The Seventh Night

My cousin told me about his great-grandfather, a man who practiced forbidden arts. He told me about the night his grandfather died and something came for him. He says he is only alive because the dead made a choice.

I have always considered myself a skeptic. Rational. Grounded. I need evidence before I believe anything, and I have spent my entire adult life avoiding situations that would challenge that worldview. But my cousin Derek called me last night, and after two hours of talking over beers about things I would never have believed possible, I am no longer sure where I stand.

The story starts with his great-grandfather. A man named Huang, known in their village as the Layman. He was not a monk or a temple priest. He was something else entirely—an ordinary farmer who happened to know things. Old things. Things written in texts that most people never saw, passed down through families who kept them secret. Talismans. Curses. The ability to see what should not be seen.

Huang was not kind. The village elders told him to use his abilities wisely, to help those in need, to stay on the side of the living. He ignored them. Instead, he played games. Cruel ones. There is a story still told in Derek's family about the night Huang drew a symbol on a man's palm and sent him walking through the old cemetery on the hill. The man was a skeptic. He did not believe in anything beyond what he could touch and see. He walked through the graves, and when he opened his hand as Huang had instructed, he saw something that broke his mind completely. They found him the next morning, curled in a fetal position near the eastern wall, screaming at things no one else could perceive. He never recovered. He lived out his remaining years in an institution in the city, permanently gone.

Huang died before fifty. The village people said he brought it on himself. The Layman had traded his integrity for power, and the cost was exacted in full. The skills he possessed died with him. His own son, Derek's grandfather, wanted nothing to do with the practice. He was young, wild, more interested in drinking and running with bad company than sitting at an old man's feet learning secrets. So Huang took his knowledge into the grave.

But that was not the end of the story. Because when you practice darkness, even secondhand, even tangentially, the consequences have a way of echoing through generations. The Huang family was prosperous once, before the Layman. After his death, they struggled. Generations lived in poverty, in illness, in misfortune that seemed to follow them like a shadow. Some people in the village said it was punishment. Retribution that continued long after Huang himself was buried.

There is a small statue on Emei Mountain. A carving of a young acolyte standing beside a bodhisattva. Derek's family claims it was modeled after Huang, placed there by a grateful pilgrim who knew him in his youth. A reminder of what he might have been if he had chosen a different path.

The second story is about the Chicken-Foot God. I do not fully understand this one. Derek explained it as a collector. A low-ranking official of the afterlife who gathers souls at the moment of death. The legend says that on the seventh night after someone dies, if you scatter white powder near the door of the house, you will find footprints by morning. Chicken footprints. Small, three-toed marks pressed into the ash or lime. The sign that death has visited and taken what it came for.
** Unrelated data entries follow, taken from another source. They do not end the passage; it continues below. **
PR #22, opened 2022-12-02
OCPBUGS-3904: Register unknown instance groups

odvarkadaniel:
This PR solves a bug, where machines were stuck in add/delete phase when removing a failure domain from CPMS.
Whenever we encounter an instance group that is unknown to us, we register it.

Edit: Have to add that new instance group to load balancer.

### DIFF
--- a/pkg/cloud/gcp/actuators/machine/reconciler.go
+++ b/pkg/cloud/gcp/actuators/machine/reconciler.go
@@ -577,17 +577,24 @@ func (r *Reconciler) processTargetPools(desired bool, poolFunc poolProcessor) er
 	return nil
 }
 
+// ensureInstanceGroup ensures that the instance group exists.
+// If the instance group doesn't exist, we try and register it and also assign
+// it to a backend service correctly.
 func (r *Reconciler) ensureInstanceGroup(instanceGroupName string) error {
-	if err := r.checkInstanceGroupExists(instanceGroupName); err != nil {
+	// Get an instance group so we can check that it does in fact exist
+	_, err := r.computeService.InstanceGroupGet(r.projectID, r.providerSpec.Zone, instanceGroupName)
+	if isNotFoundError(err) {
 		// Handle the creation of a new instance group
 		if err := r.registerNewInstanceGroup(); err != nil {
 			return fmt.Errorf("failed to register the new instance group named %s: %v", instanceGroupName, err)
 		}
+	} else if err != nil {
+		return fmt.Errorf("instanceGroupGet request failed: %v", err)
 	}
 
 	registered, err := r.checkRegistrationOfBackend()
 	if err != nil {
-		return err
+		return fmt.Errorf("failed to retrieve the backend service: %v", err)
 	}
 
 	if !registered {
@@ -597,15 +604,6 @@ func (r *Reconciler) ensureInstanceGroup(instanceGroupName string) error {
 		}
 	}
 
-	return nil
-}
-
-// checkInstanceGroupExists checks whether an instancegroup exists.
-func (r *Reconciler) checkInstanceGroupExists(instanceGroupName string) error {
-	_, err := r.computeService.InstanceGroupGet(r.projectID, r.providerSpec.Zone, instanceGroupName)
-	if err != nil {
-		return fmt.Errorf("instanceGroupGet request failed: %v", err)
-	}
 	return nil
 }
 
@@ -674,7 +672,7 @@ func (r *Reconciler) registerInstanceToControlPlaneInstanceGroup() error {
 	instanceGroupName := r.controlPlaneGroupName()
 
 	if err := r.ensureInstanceGroup(instanceGroupName); err != nil {
-		return fmt.Errorf("failed to ... : %v", err)
+		return fmt.Errorf("failed to ensure that instance group %s is a proper instance group: %v", instanceGroupName, err)
 	}
 
 	instanceSets, err := r.fetchRunningInstancesInInstanceGroup(r.projectID, r.providerSpec.Zone, instanceGroupName)
--- a/pkg/cloud/gcp/actuators/machine/reconciler.go
+++ b/pkg/cloud/gcp/actuators/machine/reconciler.go
@@ -635,7 +635,10 @@ func (r *Reconciler) fetchRunningInstancesInInstanceGroup(projectID string, zone
 		},
 	)
 	if err != nil {
-		return nil, fmt.Errorf("instanceGroupsListInstances request failed: %v", err)
+		if errRegister := r.registerNewInstanceGroup(); errRegister != nil {
+			return nil, fmt.Errorf("instanceGroupsListInstances request failed: %v, failed to register the new instance group named %v: %v", err, instaceGroup, errRegister)
+		}
+		return nil, fmt.Errorf("instanceGroupsListInstances request failed: %v, registered the new instance group named %v successfully", err, instaceGroup)
 	}
 
 	instanceSets := sets.NewString()
@@ -644,6 +647,21 @@ func (r *Reconciler) fetchRunningInstancesInInstanceGroup(projectID string, zone
 	}
 
 	return instanceSets, nil
+}
+
+// registerNewInstanceGroup registers an instance group when there is an instance
+// that is using that unkown instance group.
+func (r *Reconciler) registerNewInstanceGroup() error {
+	_, err := r.computeService.InstanceGroupInsert(r.projectID, r.providerSpec.Zone, &compute.InstanceGroup{
+		Name:   r.controlPlaneGroupName(),
+		Region: r.providerSpec.Region,
+		Zone:   r.providerSpec.Zone,
+	})
+	if err != nil {
+		return fmt.Errorf("instanceGroupInsert request failed: %v", err)
+	}
+
+	return nil
 }
 
 // ControlPlaneGroupName generates the name of the instance group that this instace should belong to.
--- a/pkg/cloud/gcp/actuators/machine/reconciler.go
+++ b/pkg/cloud/gcp/actuators/machine/reconciler.go
@@ -577,8 +577,31 @@ func (r *Reconciler) processTargetPools(desired bool, poolFunc poolProcessor) er
 	return nil
 }
 
-// ensureInstanceGroupExists checks whether an instancegroup exists.
-func (r *Reconciler) ensureInstanceGroupExists(instanceGroupName string) error {
+func (r *Reconciler) ensureInstanceGroup(instanceGroupName string) error {
+	if err := r.checkInstanceGroupExists(instanceGroupName); err != nil {
+		// Handle the creation of a new instance group
+		if err := r.registerNewInstanceGroup(); err != nil {
+			return fmt.Errorf("failed to register the new instance group named %s: %v", instanceGroupName, err)
+		}
+	}
+
+	registered, err := r.checkRegistrationOfBackend()
+	if err != nil {
+		return err
+	}
+
+	if !registered {
+		// Handle the registration of backend to backend service
+		if err := r.updateBackendServiceWithInstanceGroup(); err != nil {
+			return fmt.Errorf("failed to update the backend service with new instance group %s: %v", instanceGroupName, err)
+		}
+	}
+
+	return nil
+}
+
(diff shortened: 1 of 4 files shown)


odvarkadaniel:
When a failure domain got deleted/added, a machine used to get stuck in provisioning/deleting phase.  There used to be an issue with a instance group not being registered. When that happens now, we register that instance group and then assign it to a backend service. There is an issue with the new instance group now being ready in time to be assigned to the backend service, we solve that by wrapping the function that does that in `retry.OnError()`. We set a backoff for that and amount of repetitions. This seems to be working nicely, but I wonder, if there is some nicer solution to that?

pkg/cloud/gcp/actuators/machine/reconciler.go
```diff
@@ -635,7 +637,13 @@ func (r *Reconciler) fetchRunningInstancesInInstanceGroup(projectID string, zone
 		},
 	)
 	if err != nil {
-		return nil, fmt.Errorf("instanceGroupsListInstances request failed: %v", err)
+		if errRegister := r.registerNewInstanceGroup(); errRegister != nil {
+			return nil, fmt.Errorf("instanceGroupsListInstances request failed: %v, failed to register the new instance group named %v: %v", err, instaceGroup, errRegister)
```
JoelSpeed, line 641: Instance group is a string right? Use `%s` please

pkg/cloud/gcp/actuators/machine/reconciler.go
```diff
@@ -635,7 +637,13 @@ func (r *Reconciler) fetchRunningInstancesInInstanceGroup(projectID string, zone
...
+		}
+		if errBackendService := r.updateBackendServiceWithInstanceGroup(); errBackendService != nil {
```
JoelSpeed, line 643: Use %s for the instance group substitution if it's a string, else try and get the name of the instance group from the object

pkg/cloud/gcp/actuators/machine/reconciler.go
```diff
@@ -646,6 +654,82 @@ func (r *Reconciler) fetchRunningInstancesInInstanceGroup(projectID string, zone
 	return instanceSets, nil
 }
 
+// registerNewInstanceGroup registers an instance group when there is an instance
+// that is using that unkown instance group. After the creation of the instance group
+// we add patch our internal load balancer with that new instance group.
```
JoelSpeed, line 659:
```suggestion
// we patch our internal load balancer with that new instance group.
```

pkg/cloud/gcp/actuators/machine/reconciler.go
```diff
@@ -646,6 +654,82 @@ func (r *Reconciler) fetchRunningInstancesInInstanceGroup(projectID string, zone
...
+}
+
+func (r *Reconciler) updateBackendServiceWithInstanceGroup() error {
+	// We have to wait for the instance group to be ready
+	backoff := wait.Backoff{
+		Duration: 10 * time.Second,
+		Steps:    10,
+		Factor:   1.0,
+		Jitter:   1.0,
+	}
```
JoelSpeed, line 682: If you return an error from the function, it causes the controller to requeue and do backoff anyway, we shouldn't bother with our own back off here as this makes this blocking, requeue, process other things, come back to it

pkg/cloud/gcp/actuators/machine/reconciler.go
```diff
@@ -646,6 +654,82 @@ func (r *Reconciler) fetchRunningInstancesInInstanceGroup(projectID string, zone
...
+// FQDNInstanceGroup generates a FQDN for our instance group.
+// It is neccessary for the addition of the instance group to the backend service.
+func (r *Reconciler) FQDNInstanceGroup() string {
+	return fmt.Sprintf("https://www.googleapis.com/compute/v1/projects/%s/zones/%s/instanceGroups/%s", r.projectID, r.providerSpec.Zone, r.controlPlaneGroupName())
+}
+
+// backendServiceName generates the name of a cluster's backend service
+func (r *Reconciler) backendServiceName() string {
+	return fmt.Sprintf("%s-api-internal", r.machine.Labels[machinev1.MachineClusterIDLabel])
+}
```
JoelSpeed, line 721: Is the name of this always true? I wonder if in non-ipi installs this could vary, is there any way to look this up rather than assume it?

pkg/cloud/gcp/actuators/machine/reconciler.go
odvarkadaniel: I experienced that, if I used `retry.DefaultBackoff` it didn't provide enough time for the instancegroup to become ready.

odvarkadaniel: Also, the issue is with the structure of the code. If we don't patch the backend service right after registering the new instance group, we never get to execute that code again.

pkg/cloud/gcp/actuators/machine/reconciler.go
odvarkadaniel: This didn't cross my mind at all. In my installments, it was always in this format. I have no clue whether I can find that information somewhere. We can see that here as well: [https://console.cloud.google.com/compute/instanceGroups/list?project=openshift-gce-devel&pageState=(%22instanceGroupsTable%22:(%22f%22:%22%255B%255D%22))](GCP instanceGroupTable)
I guess the internal backend service, that get created by the installment is always in that format, but the user can have it's custom backend service?

JoelSpeed: Lets leave as is for now and see how we get on, I think this should be ok as we only expect control plane machines to exist on clusters created by the installer

pkg/cloud/gcp/actuators/machine/reconciler.go
```diff
@@ -577,11 +577,48 @@ func (r *Reconciler) processTargetPools(desired bool, poolFunc poolProcessor) er
...
+
+	return fmt.Errorf("couldn't find the instance group %s in a backend service", r.FQDNInstanceGroup())
+}
+
 // registerInstanceToControlPlaneInstanceGroup ensures that the instance is assigned to the control plane instance group of its zone.
 func (r *Reconciler) registerInstanceToControlPlaneInstanceGroup() error {
 	instanceSelfLink := fmtInstanceSelfLink(r.projectID, r.providerSpec.Zone, r.machine.Name)
 	instanceGroupName := r.controlPlaneGroupName()
 
+	if err := r.ensureInstanceGroupExists(instanceGroupName); err != nil {
```
JoelSpeed, line 610: Is there a way to distinguish between a not found error and any other error? 

Also, when we use `ensure` we mean it to be, check if the thing exists, create it if it doesn't. So you should move the `registerNewInstanceGroup` into the `ensureInstanceGroup` function

pkg/cloud/gcp/actuators/machine/reconciler.go
```diff
@@ -577,11 +577,48 @@ func (r *Reconciler) processTargetPools(desired bool, poolFunc poolProcessor) er
...
+		if errRegister := r.registerNewInstanceGroup(); errRegister != nil {
+			return fmt.Errorf("failed to register the new instance group named %s: %v", instanceGroupName, errRegister)
+		}
+	}
+
+	if err := r.ensureInstanceGroupInBackendService(); err != nil {
+		if errPatch := r.updateBackendServiceWithInstanceGroup(); err != nil {
```
JoelSpeed, line 617: Same comments as above, but I'd probably expect to move the backend bit into `ensureInstanceGroup` as well so there's just a single new branch from this function

pkg/cloud/gcp/actuators/machine/reconciler.go
```diff
@@ -635,7 +672,7 @@ func (r *Reconciler) fetchRunningInstancesInInstanceGroup(projectID string, zone
 		},
 	)
 	if err != nil {
-		return nil, fmt.Errorf("instanceGroupsListInstances request failed: %v", err)
+		return nil, fmt.Errorf("instanceGroupsListInstances request failed: %v, registered the new instance group named %v successfully", err, instaceGroup)
```
JoelSpeed, line 675: I think this error should be changed back right?

JoelSpeed (commented):
So I think the `ensureInstanceGroup` function should look something like
```
func ensureInstanceGroup() error {
  if err := checkInstanceGroupExists(); IsNotFound(err) {
    // Handle creating new instance group
  } else if err != nil {
    return fmt.Errorf("genuine error", err)
  } 

  if registered, err := checkRegistrationOfBackend(); err != nil {
    return err
  }

  if !registered {
     // Handle registration of backend
  }
}
```

Then we can just call the `ensureInstanceGroup` function from the top function and we have a minimal logical diff in that top function

odvarkadaniel:
@JoelSpeed, Fixed tests & restructure the code as you mentioned above. Tested it and everything is working.

pkg/cloud/gcp/actuators/machine/reconciler.go
```diff
@@ -577,11 +577,106 @@ func (r *Reconciler) processTargetPools(desired bool, poolFunc poolProcessor) er
 	return nil
 }
 
+func (r *Reconciler) ensureInstanceGroup(instanceGroupName string) error {
+	if err := r.checkInstanceGroupExists(instanceGroupName); err != nil {
```
JoelSpeed, line 581: Does this error always mean we need to create a new instance group? Can we check the error for a 404 somehow please

odvarkadaniel:
Found about function that was already in the reconciler file - `isNotFoundError(err)`. Had to get rid of function that was wrapping method `compute.instanceGroup.Get` from the google API to use it - it was messing up the returning err type - `googleapi.Error` and we check for err code 404. Tests are fixed. Code should now be clean as well IMO. All the jobs should pass as well.

pkg/cloud/gcp/actuators/machine/reconciler.go
```diff
@@ -577,11 +577,101 @@ func (r *Reconciler) processTargetPools(desired bool, poolFunc poolProcessor) er
 	return nil
 }
 
+func (r *Reconciler) ensureInstanceGroup(instanceGroupName string) error {
```
JoelSpeed, line 580: Please add a godoc to explain what this function is doing

pkg/cloud/gcp/actuators/machine/reconciler.go
```diff
@@ -577,11 +577,101 @@ func (r *Reconciler) processTargetPools(desired bool, poolFunc poolProcessor) er
...
+	// Get an instance group so we can check that it does in fact exist
+	_, err := r.computeService.InstanceGroupGet(r.projectID, r.providerSpec.Zone, instanceGroupName)
+	if isNotFoundError(err) {
+		// Handle the creation of a new instance group
+		if err := r.registerNewInstanceGroup(); err != nil {
+			return fmt.Errorf("failed to register the new instance group named %s: %v", instanceGroupName, err)
+		}
+	} else if err != nil {
+		return err
```
JoelSpeed, line 589: Make sure to wrap errors with additional context

pkg/cloud/gcp/actuators/machine/reconciler.go
```diff
@@ -577,11 +577,101 @@ func (r *Reconciler) processTargetPools(desired bool, poolFunc poolProcessor) er
...
+	}
+
+	registered, err := r.checkRegistrationOfBackend()
+	if err != nil {
+		return err
```
JoelSpeed, line 594: Make sure to wrap errors with additional context

odvarkadaniel: Done

pkg/cloud/gcp/actuators/machine/reconciler.go
odvarkadaniel: Done

pkg/cloud/gcp/actuators/machine/reconciler.go
odvarkadaniel: Done

odvarkadaniel:
The e2e GCP tests should now pass with this [PR](https://github.com/openshift/machine-api-operator/pull/1094) merged.

odvarkadaniel:
The test failing now, even after the introduction of the additional permission has to do something with the leakage of custom roles created by CCO in CI. Will try to run that e2e test again once this is solved.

Derek's sister was four years old when their grandfather passed. The night he died, she looked out the window at nothing and said, very clearly: "Grandfather is going to die." Their aunt scolded her for speaking about something so serious, especially a child. But an hour later, the old man was gone. No one could explain how she knew. No one wanted to talk about it.

The seventh night came. Derek was sixteen, a sophomore in high school, sleeping in the room next to his grandparents. He was not fully asleep. He was in that space between waking and dreaming, where the world becomes soft at the edges. And he heard voices. Multiple voices, speaking in low tones, moving through the house.

One of the voices was his grandfather's.

Derek lay frozen as the conversation continued. His grandfather was speaking to three others—something not quite human, something that had come to collect him. The others were discussing Derek. They said he was the favorite grandson. They said they should take him along, so the old man would have company on his journey. Derek felt pressure on his throat, a sensation of hands closing around his neck. He tried to scream but nothing came out.

Then his grandfather's voice spoke again, quieter now. "No. He stays. He is not ready."

The pressure on Derek's throat vanished. He woke up gasping, clawing at his own neck. There were marks on his skin. His shirt was soaked through with sweat. He went straight to his grandfather and told him what happened. The old man, still weak from his illness, just looked at him for a long moment and then said: "You will be alright. I told them no."

Derek is forty-one now. He has never told this story to anyone outside the family until last night. He says the reason he is still alive is because his grandfather, even in death, made a choice to protect him.

I am a skeptic. I need evidence. But the look in his eyes when he described waking up with those marks on his throat was not the look of a man telling a lie. It was the look of someone who came close to something he cannot explain, and who has spent decades trying to find a rational answer that simply does not exist.

He told me other stories last night. Older ones. Stranger ones. All from people in his village, all from his family, all supposedly true. I do not know what to believe. But I know I will not sleep the same way for a while.

Some doors, once opened, do not close again.